If you want to find something negative in a generation, then you will find something negative. Granted, there are things that I agree with the people who spoke in these videos––like when they said that relationships between millennials are slowly becoming shallow and superficial. I see that too, but there are cases of those types of relationships in every single generation. However, just because we do not interact with each other in the ways that the generations before us used to interact, does not mean that we are doing it wrong. We are simply redefining what it means to be in a relationship, and sometimes, it takes a while to completely adapt to new establishments. I think it is more idealistic to expect a new generation to want to adopt “The Old Ways” when times are changing so quickly.
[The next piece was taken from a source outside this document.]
PR #3224, opened 2026-08-04
fix: remove hardcoded direction:ltr from domain rows for RTL locale support (Fixes #3103)

### LINKED ISSUE #3103: Domain toggles are always LTR even in RTL locales

waterWang:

I think the positivity in self-interest and entitlement is the fact that we are able to recognize that other people who are oppressed and treated unjustly deserve that same self-interest and entitlement that we possess. At my school, there is one club purely for community service, and there are sub-groups that are specialized in helping the hungry or tutoring children or providing health-care services for people who cannot receive this attention. We even have a group that is specialized in making sure that the janitors at our school receive the special treatment that they deserve for working so hard to do the work that no one else wants to do. And yes, “special treatment” is synonymous to entitlement, the word that is so negatively used to describe the millennial generation.
We so desperately want to change the world, and we want to keep finding new ways that can do that. So many of the people that I’ve met at college believe in working for the betterment of the community, not for themselves. There are definitely cases where millennials are indeed self-interested and entitled in the negative sense of the word, just as there were negative examples of different generations before us, but we cannot ignore the positivity that comes from our generation. “Generation Selfie” is coming forward to make up for the mess that was left from the generations before us.